**What the exercise asks:** Scan the records below for the line with "- Creating a" and the line with "-45,7 +45,6 @@". Repeat those two lines and every line between them exactly, and nothing else.

:: Dataset excerpts ::

PR #2319, opened 2025-05-30
feat: To add health check for faiss inline vector_io provider

justjais:
# What does this PR do?

To add health check for faiss inline vector_io provider.

I tried adding `async def health(self) -> HealthResponse:` like in inference provider, but it didn't worked for `inline->vector_io->faiss` provider.  And via debug logs, I understood the critical issue, that the health responses are being stored with the API name as the key, not as a nested dictionary with provider IDs. This means that all providers of the same API type (e.g., "vector_io") will share the same health response, and only the last one processed will be visible in the API response.
I've created a patch file that fixes this issue by:
- Storing the original get_providers_health method
- Creating a patched version that correctly maps health responses to providers
- Applying the patch to the `ProviderImpl` class

Not an expert, so please let me know, if there can be any other workaround using which I can get the health status updated directly from `faiss.py`.

## Test Plan

Added unit tests to test the provider patch implementation in the PR. Adding a screenshot with the FAISS inline vector_io health status as "OK"

faiss_health_check

### DIFF
--- a/llama_stack/providers/inline/vector_io/faiss/faiss.py
+++ b/llama_stack/providers/inline/vector_io/faiss/faiss.py
@@ -45,7 +45,6 @@ VERSION = "v3"
 VECTOR_DBS_PREFIX = f"vector_dbs:{VERSION}::"
 FAISS_INDEX_PREFIX = f"faiss_index:{VERSION}::"
 OPENAI_VECTOR_STORES_PREFIX = f"openai_vector_stores:{VERSION}::"
-VECTOR_DIMENSION = 128  # sample dimension
 
 
 class FaissIndex(EmbeddingIndex):
@@ -190,7 +189,8 @@ class FaissVectorIOAdapter(OpenAIVectorStoreMixin, VectorIO, VectorDBsProtocolPr
             HealthResponse: A dictionary containing the health status.
         """
         try:
-            faiss.IndexFlatL2(VECTOR_DIMENSION)
+            vector_dimension = 128  # sample dimension
+            faiss.IndexFlatL2(vector_dimension)
             return HealthResponse(status=HealthStatus.OK)
         except Exception as e:
             return HealthResponse(status=HealthStatus.ERROR, message=f"Health check failed: {str(e)}")


justjais:

justjais:
@mattf Can you plz review this when feasible.

mattf (commented):
@justjais under what conditions would the inline faiss provider not be healthy?

also, patching like this will result in complex bugs later when including faiss in a distro changes the way core components behave.

justjais:
@mattf currently in our existing scenario we're checking health check of `faiss` DB using [road-core](https://github.com/road-core/service) service, and want to verify the same as we're moving away from `road-core` to `llama-stack`. And, yes in following scenarios its advised to check for faiss db health status:

- FAISS run as part of a microservice or server (e.g., in a vector database or API).
  - for checking readiness ensures the index is built/loaded and ready to receive queries
- Using containerized FAISS service (e.g., with docker/kubernetes).

Also, I understand that patching isn't the ideal approach, but I couldn't find more decent solution to the issue. If you can suggest simpler solution to the issue faced. I've also commented the same in llama-stack discord under #PRs channel, and tagged `Ashwinb` for his response.

justjais:
@mattf @ashwinb Can you please review again and lemme know if there's any other workaround to check the health for inline vector DB.

llama_stack/providers/inline/vector_io/faiss/provider_patch.py
```diff
@@ -0,0 +1,59 @@
...
+
+VECTOR_DIMENSION = 128  # sample dimension
+
+
+# Helper method to check FAISS health directly
+async def check_faiss_health():
+    """Check the health of the FAISS vector database directly."""
+    try:
+        # Create FAISS index to verify readiness
+        faiss.IndexFlatL2(VECTOR_DIMENSION)
```
mattf: what does this do beyond checking that the faiss library functions with a dimension unlikely to be used at runtime?

justjais: @mattf The purpose of `faiss.IndexFlatL2(VECTOR_DIMENSION)` is to:
- Verify that the FAISS library is properly installed and can be initialized, as this the simplest type of FAISS index a flat index that performs exact nearest neighbor search.
- Check that the library can create an index with the specified dimension
- Ensure that no exceptions are thrown during this basic operation

And, **Yes** apart from the checking the health/initialization it doesn't serve any other purpose. Hope that answer your question

mattf: @justjais i'm having a hard time getting behind the monkey patch. it looks like the core issue is the health check implementation for vector_io providers. specifically, it's not implemented, see https://github.com/meta-llama/llama-stack/blob/main/llama_stack/distribution/routers/vector_io.py compared to https://github.com/meta-llama/llama-stack/blob/main/llama_stack/distribution/routers/inference.py#L608. will you take on fixing the underlying issue and then update this PR for a simple health() impl on the faiss provider?

justjais: thanks @mattf and it does look an optimum solution, I'll verify and update the PR.

justjais: @mattf I've updated the code, and it works as expected. Thanks for taking time and helping me with the correct fix. Plz review when feasible.

mattf (approved):
lgtm

note: we should follow up by abstracting `async def health(self) -> dict[str, HealthResponse]`, it will be a common impl across routers

llama_stack/providers/inline/vector_io/faiss/faiss.py
```diff
@@ -41,6 +45,7 @@
 VECTOR_DBS_PREFIX = f"vector_dbs:{VERSION}::"
 FAISS_INDEX_PREFIX = f"faiss_index:{VERSION}::"
 OPENAI_VECTOR_STORES_PREFIX = f"openai_vector_stores:{VERSION}::"
+VECTOR_DIMENSION = 128  # sample dimension
```
leseb: Since we only use this for `health()` and very specific I think this should be part of `health()` only.

leseb (commented):
nit, otherwise LGTM

justjais:
hi all, @ashwinb, @hardikjshah, @raghotham, @leseb, @bbrowning, @reluctantfuturist

Can you plz review and approve if all seems OK

llama_stack/providers/inline/vector_io/faiss/faiss.py
justjais: @leseb Thanks for reviewing, I've updated the code to make `VECTOR_DIMENSION` local to `health()`.

leseb (approved):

:::

**Response:**
- Creating a patched version that correctly maps health responses to providers
- Applying the patch to the `ProviderImpl` class

Not an expert, so please let me know, if there can be any other workaround using which I can get the health status updated directly from `faiss.py`.

## Test Plan

Added unit tests to test the provider patch implementation in the PR. Adding a screenshot with the FAISS inline vector_io health status as "OK"

faiss_health_check

### DIFF
--- a/llama_stack/providers/inline/vector_io/faiss/faiss.py
+++ b/llama_stack/providers/inline/vector_io/faiss/faiss.py
@@ -45,7 +45,6 @@ VERSION = "v3"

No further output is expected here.